Gather all lines in the entries that include the word "sections".

Source records
»»

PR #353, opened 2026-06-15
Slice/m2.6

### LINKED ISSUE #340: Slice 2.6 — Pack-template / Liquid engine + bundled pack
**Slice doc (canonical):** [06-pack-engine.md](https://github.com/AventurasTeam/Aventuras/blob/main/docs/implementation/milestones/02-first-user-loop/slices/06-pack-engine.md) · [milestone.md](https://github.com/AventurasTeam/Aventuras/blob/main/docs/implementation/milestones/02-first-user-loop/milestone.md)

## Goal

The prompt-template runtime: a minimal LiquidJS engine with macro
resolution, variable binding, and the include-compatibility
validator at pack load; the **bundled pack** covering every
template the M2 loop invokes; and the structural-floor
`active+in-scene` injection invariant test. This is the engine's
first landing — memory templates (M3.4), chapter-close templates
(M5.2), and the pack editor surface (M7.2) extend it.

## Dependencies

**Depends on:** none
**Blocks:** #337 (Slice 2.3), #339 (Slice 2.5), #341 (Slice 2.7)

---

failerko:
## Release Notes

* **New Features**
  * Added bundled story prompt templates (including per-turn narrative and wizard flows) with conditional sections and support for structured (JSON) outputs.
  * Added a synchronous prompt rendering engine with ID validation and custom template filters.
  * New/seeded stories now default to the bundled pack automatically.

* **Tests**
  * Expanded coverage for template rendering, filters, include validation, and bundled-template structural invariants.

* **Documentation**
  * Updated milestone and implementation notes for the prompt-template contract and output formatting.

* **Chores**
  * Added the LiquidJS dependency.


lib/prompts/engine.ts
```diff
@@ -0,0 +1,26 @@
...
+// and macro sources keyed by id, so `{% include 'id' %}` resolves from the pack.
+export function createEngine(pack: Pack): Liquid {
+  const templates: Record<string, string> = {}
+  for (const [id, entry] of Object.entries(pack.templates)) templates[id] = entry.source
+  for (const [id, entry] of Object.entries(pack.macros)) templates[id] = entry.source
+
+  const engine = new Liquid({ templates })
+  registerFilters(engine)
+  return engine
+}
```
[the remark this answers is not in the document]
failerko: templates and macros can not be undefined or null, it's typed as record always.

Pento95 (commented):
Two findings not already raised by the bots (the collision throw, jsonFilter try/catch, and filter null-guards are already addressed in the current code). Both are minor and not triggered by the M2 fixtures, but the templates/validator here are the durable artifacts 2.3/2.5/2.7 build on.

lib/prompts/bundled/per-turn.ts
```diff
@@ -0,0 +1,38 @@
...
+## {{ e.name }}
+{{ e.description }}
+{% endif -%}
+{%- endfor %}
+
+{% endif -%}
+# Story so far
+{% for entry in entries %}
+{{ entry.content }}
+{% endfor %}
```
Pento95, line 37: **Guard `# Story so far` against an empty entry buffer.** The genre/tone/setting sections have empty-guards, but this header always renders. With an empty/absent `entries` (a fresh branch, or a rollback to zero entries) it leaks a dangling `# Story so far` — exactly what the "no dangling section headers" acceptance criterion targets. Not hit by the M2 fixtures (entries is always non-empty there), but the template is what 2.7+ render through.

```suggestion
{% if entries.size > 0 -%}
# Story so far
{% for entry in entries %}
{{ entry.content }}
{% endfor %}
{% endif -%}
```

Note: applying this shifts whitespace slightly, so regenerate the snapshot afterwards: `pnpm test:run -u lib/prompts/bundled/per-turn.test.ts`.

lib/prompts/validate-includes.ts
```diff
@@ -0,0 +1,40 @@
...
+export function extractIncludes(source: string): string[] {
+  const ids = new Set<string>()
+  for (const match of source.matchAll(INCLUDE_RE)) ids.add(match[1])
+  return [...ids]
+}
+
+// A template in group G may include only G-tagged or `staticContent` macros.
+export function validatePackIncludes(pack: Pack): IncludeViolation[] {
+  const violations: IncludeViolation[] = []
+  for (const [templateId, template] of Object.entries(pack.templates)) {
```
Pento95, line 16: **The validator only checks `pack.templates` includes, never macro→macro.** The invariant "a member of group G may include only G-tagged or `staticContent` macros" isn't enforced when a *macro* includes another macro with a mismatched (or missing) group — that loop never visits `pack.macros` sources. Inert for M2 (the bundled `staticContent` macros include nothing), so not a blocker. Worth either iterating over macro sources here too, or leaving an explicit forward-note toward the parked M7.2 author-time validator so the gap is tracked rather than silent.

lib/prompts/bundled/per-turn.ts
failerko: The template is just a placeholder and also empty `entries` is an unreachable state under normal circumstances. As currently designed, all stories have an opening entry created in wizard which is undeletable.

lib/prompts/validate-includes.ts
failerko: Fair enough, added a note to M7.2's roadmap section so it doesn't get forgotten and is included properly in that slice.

««

» **REPLY**
  * Added bundled story prompt templates (including per-turn narrative and wizard flows) with conditional sections and support for structured (JSON) outputs.
Pento95, line 37: **Guard `# Story so far` against an empty entry buffer.** The genre/tone/setting sections have empty-guards, but this header always renders. With an empty/absent `entries` (a fresh branch, or a rollback to zero entries) it leaks a dangling `# Story so far` — exactly what the "no dangling section headers" acceptance criterion targets. Not hit by the M2 fixtures (entries is always non-empty there), but the template is what 2.7+ render through.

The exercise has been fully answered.